──────── EXERCISE DATA ────────

PR #3365, opened 2023-03-29
added checkbox for adding port to hostheader

chschilling:


kulikov-a:
I'm afraid that using `$host:$server_port` can be a bit confusing. it uses `$server_port` (ie "port of the server which accepted a request") but it doesn't have to be the same as the port of the upstream server.
Perhaps at the moment (until and if the proxy_set_header management appears in the gui) it is easier to simply move some of the `proxy_set_header` directives to the server block (all except websocket related) and, if necessary, override them in the location hooks?
@fabianfrz opinion would be interesting.

kulikov-a:
@chschilling @fabianfrz 
or maybe something like https://github.com/kulikov-a/plugins/commit/c1ce29b69e69905c1c880e66d1eb239ff0b3dc1e ?

www/nginx/src/opnsense/service/templates/OPNsense/Nginx/location.conf
```diff
@@ -119,13 +119,17 @@ location {{ location.matchtype }} {{ location.urlpattern }} {
 {%   endif %}
 {% endif%}
 {% if location.upstream is defined and (location.php_enable is not defined or location.php_enable != '1') %}
-{%   set upstream = helpers.getUUID(location.upstream) %}
-    proxy_set_header Host $host;
+{%   set upstream = helpers.getUUID(location.upstream) %} 
+{% if location.proxy_add_port_to_header is defined and  location.proxy_add_port_to_header = '1' %}
+   proxy_set_header Host $host:$server_port;
```
fabianfrz, line 124: this is incorrect. The host header is meant to contain the header which is used by the next server to determine which virtual host it should use. so I don't think this belongs here. as it should contain the port of the backend server. Not the client port:
https://www.rfc-editor.org/rfc/rfc2616#section-14.23

www/nginx/src/opnsense/service/templates/OPNsense/Nginx/location.conf
```diff
@@ -164,7 +168,11 @@ location {{ location.matchtype }} {{ location.urlpattern }} {
     proxy_set_header X-Forwarded-For $proxy_add_x_forwarded_for;
     proxy_set_header X-Forwarded-Proto $scheme;
     proxy_set_header X-Forwarded-Port $server_port;
+{% if location.proxy_add_port_to_header is defined and  location.proxy_add_port_to_header = '1' %}
+    proxy_set_header X-Forwarded-Host $host:$server_port;
```
fabianfrz, line 172: this header does not support this:
https://developer.mozilla.org/en-US/docs/Web/HTTP/Headers/X-Forwarded-Host

fabianfrz (changes requested):
The best thing you can do is delete this and instead add support for the standardized Forwarded header:

https://www.rfc-editor.org/rfc/rfc7239.html

www/nginx/src/opnsense/service/templates/OPNsense/Nginx/location.conf
chschilling: Isn't server_port the backend port?
If so, we can use the correct var in here.

chschilling:
> @chschilling @fabianfrz or maybe something like ~[kulikov-a@c60742d](https://github.com/kulikov-a/plugins/commit/c60742d58a76421318f3efd1fa54fb1bb9ac6470)~ just [kulikov-a@e51b508](https://github.com/kulikov-a/plugins/commit/e51b50879d426e14e80199f7426d5cdf38b6e78f) ? @chschilling with this you can publish HA on any port you like and proxy requests to any (say, 8123) port you need. imho

Should be fine for me, would make things more flexible than my solution

kulikov-a:
@chschilling great! if @fabianfrz is ok with 
```
    set $_host $host{% if upstream.host_port is defined and upstream.host_port != '' %}:{{ upstream.host_port }}{% endif %};
    proxy_set_header Host $_host;
```
i would include this in a planned pr for 1.33

what about `X-Forwarded-Host` ? is Homeassistant makes special demands on it too?  how it using it?
(i beleive that $http_host is good value for it but I'm not sure if @fabianfrz  agrees with me)

www/nginx/src/opnsense/service/templates/OPNsense/Nginx/location.conf
fabianfrz: no, see http://nginx.org/en/docs/http/ngx_http_core_module.html

fabianfrz:
@kulikov-a  yes - it is defined to be a hostname: https://developer.mozilla.org/en-US/docs/Web/HTTP/Headers/X-Forwarded-Host

also why use a variable here - it could be just written inline if needed and done correctly:
```
proxy_set_header Host  $host{% if upstream.host_port is defined and upstream.host_port != '' %}:{{ upstream.host_port }}{% endif %};
```
But I would put that behind a checkbox that is by default off

kulikov-a:
@fabianfrz imho in this case there is no strict interpretation: some use it with a port ([wiki](https://en.wikipedia.org/wiki/List_of_HTTP_header_fields#Common_non-standard_request_fields)), some use a separate header (`X-Forwarded-Port`) for the port.
in my understanding, the header was intended to transfer the value of the Host header in the form in which it came from the client (including if it was with a port or even empty). Ththe standardized `Forwarded` header uses the `Host` directive, which I understand the same way - unchanged header from the client. so `proxy_set_header X-Forwarded-Host $http_host;` should not violate anything?

> why use a variable here

did this in case we use it more than one place. if we use only for `proxy_set_header Host`, then I agree that your version is better )

> But I would put that behind a checkbox that is by default off

sure. its an "advanced" default-empty int field

fabianfrz:
@kulikov-a I checked the mozilla wiki again and it says it is the original value of the host header and if you click on it to open the host header definition, it says that it is the hostname + optionally the port so I would expect that this implies that x-forwarded-host may contain the original server port as well.

Since I guess not many tools expect that, feel free to add it as an optional extension using a checkbox (opt in to transfer port number).

kulikov-a:
@fabianfrz Thanks!
@chschilling so i would add (to 1.33 pr) `upstream.host_port` advanced field to upstream form with @fabianfrz template string (https://github.com/opnsense/plugins/pull/3365#issuecomment-1500332251) for `proxy_set_header Host` and a checkbox for `$http_host` value for `X-Forwarded-Host` if you agree. or you prefer to make it yourself?

chschilling:
Hey @kullkov-a, feel free to add that string, looks good to me and will be easier for you to do so ;)

fabianfrz:
@kulikov-a just add it - I will have a look when you are done.

kulikov-a:
@fabianfrz 

>  just add it

If you meant not to wait for 1.33 pr, then https://github.com/opnsense/plugins/pull/3387
if I misunderstood, then I'll just cherry-pick it to upcoming 1.33 pr )

fichtner:
this one closes, right?

fabianfrz:
@fichtner I guess so, the change is, in compliance with the HTTP standard recommendations, in the other MR.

────────

[THE PROBLEM]
Please copy out each entry exactly as it appears above.

[OUTPUT OF THE EXERCISE]
PR #3365, opened 2023-03-29
added checkbox for adding port to hostheader

chschilling:


kulikov-a:
I'm afraid that using `$host:$server_port` can be a bit confusing. it uses `$server_port` (ie "port of the server which accepted a request") but it doesn't have to be the same as the port of the upstream server.
Perhaps at the moment (until and if the proxy_set_header management appears in the gui) it is easier to simply move some of the `proxy_set_header` directives to the server block (all except websocket related) and, if necessary, override them in the location hooks?
@fabianfrz opinion would be interesting.

kulikov-a:
@chschilling @fabianfrz 
or maybe something like https://github.com/kulikov-a/plugins/commit/c1ce29b69e69905c1c880e66d1eb239ff0b3dc1e ?

www/nginx/src/opnsense/service/templates/OPNsense/Nginx/location.conf
```diff
@@ -119,13 +119,17 @@ location {{ location.matchtype }} {{ location.urlpattern }} {
 {%   endif %}
 {% endif%}
 {% if location.upstream is defined and (location.php_enable is not defined or location.php_enable != '1') %}
-{%   set upstream = helpers.getUUID(location.upstream) %}
-    proxy_set_header Host $host;
+{%   set upstream = helpers.getUUID(location.upstream) %} 
+{% if location.proxy_add_port_to_header is defined and  location.proxy_add_port_to_header = '1' %}
+   proxy_set_header Host $host:$server_port;
```
fabianfrz, line 124: this is incorrect. The host header is meant to contain the header which is used by the next server to determine which virtual host it should use. so I don't think this belongs here. as it should contain the port of the backend server. Not the client port:
https://www.rfc-editor.org/rfc/rfc2616#section-14.23

www/nginx/src/opnsense/service/templates/OPNsense/Nginx/location.conf
```diff
@@ -164,7 +168,11 @@ location {{ location.matchtype }} {{ location.urlpattern }} {
     proxy_set_header X-Forwarded-For $proxy_add_x_forwarded_for;
     proxy_set_header X-Forwarded-Proto $scheme;
     proxy_set_header X-Forwarded-Port $server_port;
+{% if location.proxy_add_port_to_header is defined and  location.proxy_add_port_to_header = '1' %}
+    proxy_set_header X-Forwarded-Host $host:$server_port;
```
fabianfrz, line 172: this header does not support this:
https://developer.mozilla.org/en-US/docs/Web/HTTP/Headers/X-Forwarded-Host

fabianfrz (changes requested):
The best thing you can do is delete this and instead add support for the standardized Forwarded header:

https://www.rfc-editor.org/rfc/rfc7239.html

www/nginx/src/opnsense/service/templates/OPNsense/Nginx/location.conf
chschilling: Isn't server_port the backend port?
If so, we can use the correct var in here.

chschilling:
> @chschilling @fabianfrz or maybe something like ~[kulikov-a@c60742d](https://github.com/kulikov-a/plugins/commit/c60742d58a76421318f3efd1fa54fb1bb9ac6470)~ just [kulikov-a@e51b508](https://github.com/kulikov-a/plugins/commit/e51b50879d426e14e80199f7426d5cdf38b6e78f) ? @chschilling with this you can publish HA on any port you like and proxy requests to any (say, 8123) port you need. imho

Should be fine for me, would make things more flexible than my solution

kulikov-a:
@chschilling great! if @fabianfrz is ok with 
```
    set $_host $host{% if upstream.host_port is defined and upstream.host_port != '' %}:{{ upstream.host_port }}{% endif %};
    proxy_set_header Host $_host;
```
i would include this in a planned pr for 1.33

what about `X-Forwarded-Host` ? is Homeassistant makes special demands on it too?  how it using it?
(i beleive that $http_host is good value for it but I'm not sure if @fabianfrz  agrees with me)

www/nginx/src/opnsense/service/templates/OPNsense/Nginx/location.conf
fabianfrz: no, see http://nginx.org/en/docs/http/ngx_http_core_module.html

fabianfrz:
@kulikov-a  yes - it is defined to be a hostname: https://developer.mozilla.org/en-US/docs/Web/HTTP/Headers/X-Forwarded-Host

also why use a variable here - it could be just written inline if needed and done correctly:
```
proxy_set_header Host  $host{% if upstream.host_port is defined and upstream.host_port != '' %}:{{ upstream.host_port }}{% endif %};
```
But I would put that behind a checkbox that is by default off

kulikov-a:
@fabianfrz imho in this case there is no strict interpretation: some use it with a port ([wiki](https://en.wikipedia.org/wiki/List_of_HTTP_header_fields#Common_non-standard_request_fields)), some use a separate header (`X-Forwarded-Port`) for the port.
in my understanding, the header was intended to transfer the value of the Host header in the form in which it came from the client (including if it was with a port or even empty). Ththe standardized `Forwarded` header uses the `Host` directive, which I understand the same way - unchanged header from the client. so `proxy_set_header X-Forwarded-Host $http_host;` should not violate anything?

> why use a variable here

did this in case we use it more than one place. if we use only for `proxy_set_header Host`, then I agree that your version is better )

> But I would put that behind a checkbox that is by default off

sure. its an "advanced" default-empty int field

fabianfrz:
@kulikov-a I checked the mozilla wiki again and it says it is the original value of the host header and if you click on it to open the host header definition, it says that it is the hostname + optionally the port so I would expect that this implies that x-forwarded-host may contain the original server port as well.

Since I guess not many tools expect that, feel free to add it as an optional extension using a checkbox (opt in to transfer port number).

kulikov-a:
@fabianfrz Thanks!
@chschilling so i would add (to 1.33 pr) `upstream.host_port` advanced field to upstream form with @fabianfrz template string (https://github.com/opnsense/plugins/pull/3365#issuecomment-1500332251) for `proxy_set_header Host` and a checkbox for `$http_host` value for `X-Forwarded-Host` if you agree. or you prefer to make it yourself?

chschilling:
Hey @kullkov-a, feel free to add that string, looks good to me and will be easier for you to do so ;)

fabianfrz:
@kulikov-a just add it - I will have a look when you are done.

kulikov-a:
@fabianfrz 

>  just add it

If you meant not to wait for 1.33 pr, then https://github.com/opnsense/plugins/pull/3387
if I misunderstood, then I'll just cherry-pick it to upcoming 1.33 pr )

fichtner:
this one closes, right?

fabianfrz:
@fichtner I guess so, the change is, in compliance with the HTTP standard recommendations, in the other MR.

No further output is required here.